Issue #167, opened 2018-08-20
@BeginExampleSession/@EndExampleSession do not respect plain_text_mode


gwhitney:
If you save the attached .txt file as "tst/plaintextmode.tst" with respect to the current directory, and then execute the following GAP session:
```
gap> LoadPackage("AutoDoc");
─────────────────────────────────────────────────────────────────────────────
Loading  AutoDoc 2018.02.14 (Generate documentation from GAP source code)
by Sebastian Gutsche (http://wwwb.math.rwth-aachen.de/~gutsche/) and
   Max Horn (http://www.quendi.de/math).
Homepage: https://gap-packages.github.io/AutoDoc
─────────────────────────────────────────────────────────────────────────────
true
gap> SetInfoLevel(InfoGAPDoc, 0);
gap> AutoDocWorksheet( "tst/plaintextmode.tst", rec( dir := "tempdoc" ) );
Generating documentation in Directory("./tempdoc/")
gap> quit;
```
you indeed get a manual.pdf file (as also attached), and that manual does have an example block, but rather surprisingly, it is completely empty. On the other hand, if you prefix every line between the @BeginExampleSession and @EndExampleSession with `#!`, then you get the expected contents of the example block. This would appear to be a bug, that the state of plain_text_mode is not being respected in example sessions.

I will submit a pull request within a day with a proposed fix for this bug.
[manual.pdf](https://github.com/gap-packages/AutoDoc/files/2302086/manual.pdf)
[plaintextmode.txt](https://github.com/gap-packages/AutoDoc/files/2302087/plaintextmode.txt)

PR #168, opened 2018-08-20
Make @BeginExampleSession/@EndExampleSession respect plain_text_mode

gwhitney:
In order to uniformize the handling of `#!` prefixes in AutoDoc files,
gap/Parser.gi is changed to pass lines between @BeginExampleSession and
@EndExampleSession through unchanged when plain_text_mode is true.

Note this commit also supplies a test file tst/plaintextmode.tst; that file
will not have any effect unless/until a test harness such as the one supplied
with pull request #166 is put in place. But it does at least serve as a
self-documenting illustration of the intended behavior post this change, and
should otherwise be innocuous.

Resolves: #167


sebasguts:
I am not sure this is the entended behaviour.
`@ExampleSession` is meant to include examples that are prefixed with the `#!` comment. Yet the plain text mode does not require or remove `#!`. What is the intended use-case?

gwhitney:
Well, the documentation is pretty clear: "AutoDoc plain text files work exactly like AutoDoc comments, except that the #! is unnecessary at the beginning of a line which should be documented." I take from this that an AutoDoc plain text file should work just as if a #! is inserted at the beginning of every line and then AutoDoc operates as normally. It is very convenient for writing an expository section of a manual not associated with particular source code, with a very natural-looking .autodoc file. Consider a context like
```
@Section Computing the frob
The Baz package can also be used to compute the frob of a foo. To see how, consider the following example.
@BeginExampleSession
gap> f := MakeFoo();
<foo with 0 generators>
gap> g := Frobnicate(f);
<frob of f>
@EndExampleSession
It should be noted that since the frob may not be unique, g will be the lexicographically least frob satisfying the frob axioms for f.
```
It doesn't make any sense to me -- seems completely obvious that it was a bug -- that in a plain text file like this, one would have to introduce #! in front of just the lines between the @BeginExampleSession and @EndExampleSession, when they are not needed anywhere else, and indeed, would appear in the running text if they were present on the text lines. Why would such exceptional behavior for this one markup element be desirable?

My exact particular use case at the moment is that I am using my README.md file also as an introductory chapter of the manual, by having AutoDoc scan it. This actually works quite well with plain text mode, especially given that AutoDoc responds to a small but useful subset of Markdown notations. And I don't particularly want all of those #! appearing in the example GAP session on the front page of the code repository of my package -- they are confusing, and would not appear in the manual, so why should they be in my README?

You might say that whether or not each line of a transcript in a README is shown with a #! in front is a minor point.  Whether or not that's persuasive, it seems to me that the consistency argument of the operation of AutoDoc -- the #! prefix is needed and ignored in "normal mode" and unneeded (and treated as part of the text if present) in plain text mode -- is quite conclusive that #! should not be there in an example session in plain text mode. Plus, it makes composing a .autodoc file with examples much more straightforward: you execute a session, and then just copy and paste the transcript into your .autodoc file and surround it with @BeginExampleSession/@EndExampleSession, done. What could be more natural?

Thanks for your consideration.

tst/plaintextmode.tst
```diff
@@ -0,0 +1,73 @@
...
+@Chapter Test
+This is dummy text
+@BeginExampleSession
+gap> S5 := SymmetricGroup(5);
+Sym( [ 1 .. 5 ] )
+gap> Size(S5);
+120
+
+# This next command is present to prevent Test() from
+# being misled by the remaining AutoDoc markup.
```
fingolfin: That won't work, sorry. 

The correct solution is to put the actual worksheet into a separate file, say `tst/plaintextmode.worksheet`, and then read that, instead of trying to cram it all into the .tst file.

gwhitney: Well it certainly seemed to work, in that the test succeeded as expected. My motivation to merge both the testing code and the markup being tested in the same file was mostly that plaintextmode "should" work to interpolate plain text commands in any file AutoDoc() is processing, so it seemed perfectly reasonable that the test could process itself. A minor secondary motivation was economizing on the number of files in the test harness. But I am happy to re-do the pull request with separate worksheets and .tst file, and will do so ASAP, probably tonight.

gwhitney:
Superseded by #181, closing.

################

*Task*: Write the listing out again, exactly as it reads.

*Reply*:
Issue #167, opened 2018-08-20
@BeginExampleSession/@EndExampleSession do not respect plain_text_mode


gwhitney:
If you save the attached .txt file as "tst/plaintextmode.tst" with respect to the current directory, and then execute the following GAP session:
```
gap> LoadPackage("AutoDoc");
─────────────────────────────────────────────────────────────────────────────
Loading  AutoDoc 2018.02.14 (Generate documentation from GAP source code)
by Sebastian Gutsche (http://wwwb.math.rwth-aachen.de/~gutsche/) and
   Max Horn (http://www.quendi.de/math).
Homepage: https://gap-packages.github.io/AutoDoc
─────────────────────────────────────────────────────────────────────────────
true
gap> SetInfoLevel(InfoGAPDoc, 0);
gap> AutoDocWorksheet( "tst/plaintextmode.tst", rec( dir := "tempdoc" ) );
Generating documentation in Directory("./tempdoc/")
gap> quit;
```
you indeed get a manual.pdf file (as also attached), and that manual does have an example block, but rather surprisingly, it is completely empty. On the other hand, if you prefix every line between the @BeginExampleSession and @EndExampleSession with `#!`, then you get the expected contents of the example block. This would appear to be a bug, that the state of plain_text_mode is not being respected in example sessions.

I will submit a pull request within a day with a proposed fix for this bug.
[manual.pdf](https://github.com/gap-packages/AutoDoc/files/2302086/manual.pdf)
[plaintextmode.txt](https://github.com/gap-packages/AutoDoc/files/2302087/plaintextmode.txt)

PR #168, opened 2018-08-20
Make @BeginExampleSession/@EndExampleSession respect plain_text_mode

gwhitney:
In order to uniformize the handling of `#!` prefixes in AutoDoc files,
gap/Parser.gi is changed to pass lines between @BeginExampleSession and
@EndExampleSession through unchanged when plain_text_mode is true.

Note this commit also supplies a test file tst/plaintextmode.tst; that file
will not have any effect unless/until a test harness such as the one supplied
with pull request #166 is put in place. But it does at least serve as a
self-documenting illustration of the intended behavior post this change, and
should otherwise be innocuous.

Resolves: #167


sebasguts:
I am not sure this is the entended behaviour.
`@ExampleSession` is meant to include examples that are prefixed with the `#!` comment. Yet the plain text mode does not require or remove `#!`. What is the intended use-case?

gwhitney:
Well, the documentation is pretty clear: "AutoDoc plain text files work exactly like AutoDoc comments, except that the #! is unnecessary at the beginning of a line which should be documented." I take from this that an AutoDoc plain text file should work just as if a #! is inserted at the beginning of every line and then AutoDoc operates as normally. It is very convenient for writing an expository section of a manual not associated with particular source code, with a very natural-looking .autodoc file. Consider a context like
```
@Section Computing the frob
The Baz package can also be used to compute the frob of a foo. To see how, consider the following example.
@BeginExampleSession
gap> f := MakeFoo();
<foo with 0 generators>
gap> g := Frobnicate(f);
<frob of f>
@EndExampleSession
It should be noted that since the frob may not be unique, g will be the lexicographically least frob satisfying the frob axioms for f.
```
It doesn't make any sense to me -- seems completely obvious that it was a bug -- that in a plain text file like this, one would have to introduce #! in front of just the lines between the @BeginExampleSession and @EndExampleSession, when they are not needed anywhere else, and indeed, would appear in the running text if they were present on the text lines. Why would such exceptional behavior for this one markup element be desirable?

My exact particular use case at the moment is that I am using my README.md file also as an introductory chapter of the manual, by having AutoDoc scan it. This actually works quite well with plain text mode, especially given that AutoDoc responds to a small but useful subset of Markdown notations. And I don't particularly want all of those #! appearing in the example GAP session on the front page of the code repository of my package -- they are confusing, and would not appear in the manual, so why should they be in my README?

You might say that whether or not each line of a transcript in a README is shown with a #! in front is a minor point.  Whether or not that's persuasive, it seems to me that the consistency argument of the operation of AutoDoc -- the #! prefix is needed and ignored in "normal mode" and unneeded (and treated as part of the text if present) in plain text mode -- is quite conclusive that #! should not be there in an example session in plain text mode. Plus, it makes composing a .autodoc file with examples much more straightforward: you execute a session, and then just copy and paste the transcript into your .autodoc file and surround it with @BeginExampleSession/@EndExampleSession, done. What could be more natural?

Thanks for your consideration.

tst/plaintextmode.tst
```diff
@@ -0,0 +1,73 @@
...
+@Chapter Test
+This is dummy text
+@BeginExampleSession
+gap> S5 := SymmetricGroup(5);
+Sym( [ 1 .. 5 ] )
+gap> Size(S5);
+120
+
+# This next command is present to prevent Test() from
+# being misled by the remaining AutoDoc markup.
```
fingolfin: That won't work, sorry. 

The correct solution is to put the actual worksheet into a separate file, say `tst/plaintextmode.worksheet`, and then read that, instead of trying to cram it all into the .tst file.

gwhitney: Well it certainly seemed to work, in that the test succeeded as expected. My motivation to merge both the testing code and the markup being tested in the same file was mostly that plaintextmode "should" work to interpolate plain text commands in any file AutoDoc() is processing, so it seemed perfectly reasonable that the test could process itself. A minor secondary motivation was economizing on the number of files in the test harness. But I am happy to re-do the pull request with separate worksheets and .tst file, and will do so ASAP, probably tonight.

gwhitney:
Superseded by #181, closing.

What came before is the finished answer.